Goal of the exercise:
Your answer should consist of the complete listing, repeated verbatim.

Provided data:
PR #144, opened 2018-09-20
Don't write to 'dummy' files, just write to memory

olantwin:
This changes all instances where a "dummy" file is created for no reason to write a file solely in memory and never to disk.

Result of the exercise:
PR #144, opened 2018-09-20
Don't write to 'dummy' files, just write to memory

olantwin:
This changes all instances where a "dummy" file is created for no reason to write a file solely in memory and never to disk.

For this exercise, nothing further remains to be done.